# New Locos for Metra



## CSXfoamer1997 (Feb 22, 2016)

Metra often buys used locomotives, but is there any chance in the future that Metra will buy locomotives new from the factory? Perhaps ones that would meet the Tier 4 emission standards?

And also, why do they have such terrible funding to the point to where they can't purchased newly built equipment?


----------



## Ryan (Feb 22, 2016)

Yes.


----------



## John Bredin (Feb 22, 2016)

Metra has some new equipment: they just retired the last '70s-era Illinois Central Highliner cars on the Metra Electric Line, which doesn't use locomotives. The Highliners weren't Metra's oldest equipment but lacked washrooms :wacko: while the new cars have them (and the non-electric-line cars always had them).


----------



## OlympianHiawatha (Feb 22, 2016)

If I understand right, without doing some research, I believe they are still running many 60s-era Gallery Cars. If they are still going good, no reason to unload them.


----------



## keelhauled (Feb 23, 2016)

CSXfoamer1997 said:


> Metra often buys used locomotives, but is there any chance in the future that Metra will buy locomotives new from the factory?


Yes.



> Perhaps ones that would meet the Tier 4 emission standards?


Not optional.



> And also, why do they have such terrible funding to the point to where they can't purchased newly built equipment?


Everyone is broke.


----------



## PerRock (Feb 23, 2016)

Lets see, all the Nippon Shayro cars (including the Hi-Liner EMUs) were bought new. The MP36PH-3S were bought new (they're now upgrading them to -3Cs). They even tested a new DMU concept that was going to GO Transit. They get new equipment; but like every railroad in the world, they also aren't constantly buying new stuff.

peter


----------



## MetraUPWest (Feb 25, 2016)

Metra is (smartly, imo) taking the "wait-and-see" approach to Tier 4. Tier 4 locomotives are basically unproven at this time. No one knows how the Tier 4 prime movers will last compared to the older units.

The F40PH/F40PHM-2's are currently being remanufactured at a cost of $2.2mil per unit.

Brand new Tier 4 passenger locomotives are a LOT more expensive. Metrolink paid 6.5mil apeice for their 9 F125's, and MARC will pay $7.2mil for each of their 8 Siemens Chargers.

Metra doesn't see the need to spend that kind of money, and the State of Illinois sure isn't in a position to give it to them.

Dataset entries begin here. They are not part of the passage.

PR #151, opened 2022-02-02
adapt to mirage-unix 5.0.0

hannesm:
//cc @dinosaure

### DIFF
--- a/mirage-crypto-rng-mirage.opam
+++ b/mirage-crypto-rng-mirage.opam
@@ -23,7 +23,7 @@ depends: [
   "mirage-runtime" {>= "3.8.0"}
   "mirage-time" {>= "2.0.0"}
   "mirage-clock" {>= "3.0.0"}
-  "mirage-unix" {with-test & >= "3.0.0"}
+  "mirage-unix" {with-test & >= "5.0.0"}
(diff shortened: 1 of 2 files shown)


hannesm:
this results in ocaml-ci being stuck that mirage-runtime > 4.0 is now in the (test) dependency chain which is only available in opam-version >= 2.1. //cc @talex5 any chance we can get ocaml-ci with opam 2.1?

talex5:
@samoht merged a PR that was supposed to fix that: https://github.com/ocurrent/ocaml-ci/pull/413

dinosaure:
For me it's perfect. We don't need a release of the distribution when the `mirage-unix` is bring only by testing.

hannesm:
@talex5 @samoht thanks, so but according to the CI log this has not been fixed... maybe it makes a difference between an opam file with availability vs a transitive dependency that has this availability?

talex5:
I think it's just a bug parsing the string: https://github.com/ocurrent/ocaml-ci/issues/412#issuecomment-1029128460

hannesm:
thanks to everyone involved, the ocaml-ci seems to be successful now (also on non-amd64 architectures).

PR #343, opened 2025-02-19
cast: add wall of stone

msom:


game/magic/game/game.go
```diff
@@ -4805,35 +4805,25 @@ func GetUnitImage(unit units.StackUnit, imageCache *util.ImageCache, banner data
...
+    var animationIndex int = 0
 
-    switch size {
-        case citylib.CitySizeHamlet: index = 0
-        case citylib.CitySizeVillage: index = 1
-        case citylib.CitySizeTown: index = 2
-        case citylib.CitySizeCity: index = 3
-        case citylib.CitySizeCapital: index = 4
+    if city.HasWall() {
+        spriteIndex = 20
```
kazzmir, line 4813: I've never actually seen a city with sprite index 21 in dos mom, which is why the NoWallImage function wasn't called. Have you seen a case where sprite 21 is used?

msom: Yes, I think it was a bug that has been (community) fixed:

Bildschirmfoto 2025-02-19 um 05 16 20

I quite like (especially since it's already in the assets)

kazzmir:
looks good to me. any other changes?

msom:
Yes, the wall of stone spell... but we can also merge this and I'll open a new PR

kazzmir:
ok, up to you. if you mark this as ready ill merge it, otherwise you can add the spell here

msom:
The spell is now also implemented. A small issue remains in that the city in the overworld changes to the walled image before the fade-in of the cast...

game/magic/game/cast.go
```diff
@@ -77,6 +79,19 @@ func (game *Game) doCastSpell(player *playerlib.Player, spell spellbook.Spell) {
...
             game.Events <- &GameEventSelectLocationForSpell{Spell: spell, Player: player, LocationType: LocationTypeEmptyWater, SelectedFunc: selected}
+        case "Wall of Stone":
+            selected := func (yield coroutine.YieldFunc, tileX int, tileY int){
+                chosenCity, _ := game.FindCity(tileX, tileY, game.Plane)
+                if chosenCity == nil {
+                    return
+                }
+
+                chosenCity.AddBuilding(building.BuildingCityWalls)
+                game.doCastCityEnchantment(yield, tileX, tileY, player, data.CityEnchantmentWallOfStone)
```
kazzmir, line 90: It seems like you wouldn't need to define the wall of stone enchantment if cityview.MakeEnchantmentView took in a building instead of an enchantment. Probably also that function would have to take in the name of the spell being cast. Then you could have a new function that calls MakeEnchantmentView but with a building instead. Most of the code in showCityEnchantment can be parameterized by the ui and quit variables

kazzmir:
Also there might be a small edge case where a city is building city walls but then the player casts wall of stone on the city. I'm not sure what dos mom does in that case but maybe the city could revert to trade goods?

game/magic/game/cast.go
msom: I had this implemented like this at one point but it felt like too much changes needed in the code compared to just adding a new enchantment....

kazzmir: To be more clear, there could be two methods
```
MakeEnchantmentViewForEnchantment(enchantment)
MakeEnchantmentViewForBuilding(building, name)
```
Where the ForBuilding one does basically what the MakeEnchantmentView() does now, and the ForEnchantment just invokes ForBuilding with the associated building and enchantment name

kazzmir: yea its kind of awkward either way, all this just to support this one unique enchantment. The check for BuildingCityWalls in layout seems strange though

kazzmir:
> The spell is now also implemented. A small issue remains in that the city in the overworld changes to the walled image before the fade-in of the city enchantment view appears, not really sure how to address that....

yea I don't see a way around this. I think its ok for now

game/magic/game/cast.go
msom: That's were i though it's actually clearer, because city walls doesn't need to be considered for layout since it has a fixed position...

game/magic/cityview/city-screen.go
```diff
@@ -297,7 +298,7 @@ func makeBuildingSlots(city *citylib.City) []BuildingSlot {
     enchantmentBuildings := enchantmentBuildings()
 
     for enchantment, building := range enchantmentBuildings {
-        if city.HasEnchantment(enchantment) {
+        if city.HasEnchantment(enchantment) && building != buildinglib.BuildingCityWalls {
```
kazzmir, line 301: actually you can make this more elegant by just removing city walls from toLayout unconditionally after this for loop. Basically line 289 can go after this for loop

kazzmir (approved):

PR #364, opened 2025-02-22
cast: add just cause

msom:
Adds [Just Cause](https://masterofmagic.fandom.com/wiki/Just_Cause):
- Adds +10 to basic fame 
- Adds +1 pacification

This PR also ensures that basic fame will never go below 10, so minimum fame will be 10 with Just Cause.

### DIFF
--- a/game/magic/city/city_test.go
+++ b/game/magic/city/city_test.go
@@ -11,6 +11,7 @@ import (
     "github.com/kazzmir/master-of-magic/game/magic/maplib"
     "github.com/kazzmir/master-of-magic/game/magic/units"
     "github.com/kazzmir/master-of-magic/lib/fraction"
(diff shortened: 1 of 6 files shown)


game/magic/city/city_test.go
```diff
@@ -97,6 +98,10 @@ func (reign *NoReign) GetBanner() data.BannerType {
     return data.BannerBlue
 }
 
+func (reign *NoReign) GetGlobalEnchantments() *set.Set[data.Enchantment] {
+    return nil
```
kazzmir, line 102: I think this can't be nil

kazzmir:
Just a note that the unrest in the towns doesn't get updated until the following turn after casting just cause because that is when UpdateUnrest(...) gets called in the NextTurn code. I think this is fine.

kazzmir (approved):

PR #365, opened 2025-02-22
city: update unrest on enchantment changes

msom:
Update unrest when adding and/or removing city and/or global enchantments.

I also added (the already existing) `GetUnits` to `ReignProvider` so cities can query their garrison themselves.

@kazzmir What do you think? Anything I missed?


kazzmir (approved):
ok

PR #367, opened 2025-02-22
Tranquility spell

sidav:


game/magic/game/game.go
```diff
@@ -5231,6 +5232,37 @@ func (game *Game) IsGlobalEnchantmentActive(enchantment data.Enchantment) bool {
     })
 }
 
+// Returns true if dispel is successful. This func is just a check and by itself doesn't change anything in the game.
+// TargetSpellCost may be either a base cost or an effective cost (https://masterofmagic.fandom.com/wiki/Casting_Cost#Dispelling_Magic)
+// FIXME: add Runemaster check here (it should increase the dispel strength)
+func (game *Game) RollDispelChance(dispelStrength int, targetSpellCost int, targetSpellRealm data.MagicType, targetSpellOwner *playerlib.Player, 
+    checkArchmageRetort bool, checkRealmMasteryRetorts bool) bool {
```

The F40 rebuilds aren't exactly the pinnacles of reliability, but they're not all that complicated, either.


----------



## jis (Feb 25, 2016)

Given that the annual mileage accrual on commuter engines generally tend to be much lower than for LD/MD network locomotives, or even NEC style corridor locomotives, it probably makes sense to stretch out the life of existing engines through rebuilds. This of course does not imply that outfits like Amtrak, MARC or AAF are doing anything wrong by getting new locomotives which will last for many more years (most likely) than the rebuilds, and also that help us breath cleaner air.


----------



## MetraUPWest (Feb 25, 2016)

I totally agree, Jis.

I wasn't trying to imply that brand new Tier 4 passenger locomotives are a waste at all, sorry if it came off that way. They make perfect sense for the agencies that ordered them.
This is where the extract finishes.